Alone with Honor, Ashwini said, “Dmitri giving good blood aside, how’s the vamp thing going?” They’d talked after Honor’s return to the city, but her friend continued to adjust to her new life.
“It is a bit weird, realizing I’m not human any longer. I forget all the time and then something reminds me and I go through the surprise of it all over again.” She snuck a taste of Ashwini’s chocolate milk. “But no one’s treated me any different—at the Guild, I mean. I was worried about that, you know?”
“Idiot.” Only way a hunter lost his or her right to the loyalty of her brethren was if she betrayed them. “You do realize you’ll now be a hunter for eternity?”
Honor’s smile turned her eyes an incredible jeweled shade that was breathtaking, her immortality unmistakable at that instant. “I’m happy, Ash. Happier than I’ve ever been. Dmitri . . .” A shake of her head. “I don’t have the words.”
“You don’t need them.” Ashwini had sensed the soul-deep connection between Honor and Dmitri the first time she saw them together.
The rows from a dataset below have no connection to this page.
PR #3311, opened 2026-01-15
Fix swagger generation for ImageMetadata embedded fields

lujunsan:
Remove yaml:",inline" tag from BaseServerMetadata embedding in
  ImageMetadata struct. The yaml-only tag caused swaggo v2.0.0-rc5
  to skip inlining the embedded fields in the OpenAPI schema, resulting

As if two broken halves of a whole had found their way to each other, and in the process healed the fractures in one another.
Sometimes, she thought Janvier could do the same for her, if only she’d let him in.
Honor closed her hand over Ashwini’s where it lay on the table, the two of them having been friends long enough that the other woman wasn’t threatened by her abilities. Ashwini, in turn, had no problem dealing with Honor’s touch. Even with the horror she’d suffered, Honor was Honor, no ugly surprises, just an old, old soul. The nightmares that had tormented her in the aftermath of her abduction were long gone, vanquished by a fierce spirit that had chosen love over darkness.
“It’s a wonderful thing, Ash . . . and you can have it with Janvier. He adores you.”
“I know.” It was a rasp of sound, the need inside her a vast emptiness.
She adored him, too.
And because she did, she had to find a way to tell him the truth.